Problem to solve
What lines in the following entries hold the word "reportedMessages"? Copy each one.

┌──

PR #1710, opened 2026-09-19
Use VFile Failures for Logging

crutchcorn:
This PR introduces consistent logging that's not edgecased against our own plugins. This means that `vfile` logging is more consistent even with external Unified plugins.

Open for feedback / pushback, but this PR makes more sense in broader contexts of MDAST Extension work

Disclaimer: This code was written using AI, but every LOC was reviewed by myself and the direction was set by myself and took a lot of "offline" (IE: not shown in this history) wrangling of the Astra 6 Ultra model.

## Summary by CodeRabbit

- **Bug Fixes**
  - Improved Markdown validation so issues are reported consistently with clearer locations and rule details.
  - Preserved validation behavior for invalid links, images, embeds, components, quizzes, diagrams, and frontmatter.
  - Invalid content is now handled more gracefully without obscuring other processing errors.

- **Developer Experience**
  - Linting results now provide more reliable warnings across people, collections, and posts.
  - Diagnostics include relevant source context and are better integrated with continuous-integration reporting.


src/utils/markdown/diagnostics.ts
```diff
@@ -0,0 +1,112 @@
...
+	return value
+		.replaceAll("%", "%25")
+		.replaceAll("\r", "%0D")
+		.replaceAll("\n", "%0A");
+}
+
+function reportMessages(file: VFile, contents: string) {
+	for (const message of file.messages) {
+		if (reportedMessages.has(message)) continue;
+		reportedMessages.add(message);
```
fennifith, line 43: Can `reportedMessages` be removed? This will cause issues keeping global state in SSR. I don't see any problem with logging a message twice if it's been reported twice.

src/utils/markdown/lintMarkdown.ts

└──

Solution
+		if (reportedMessages.has(message)) continue;
+		reportedMessages.add(message);
fennifith, line 43: Can `reportedMessages` be removed? This will cause issues keeping global state in SSR. I don't see any problem with logging a message twice if it's been reported twice.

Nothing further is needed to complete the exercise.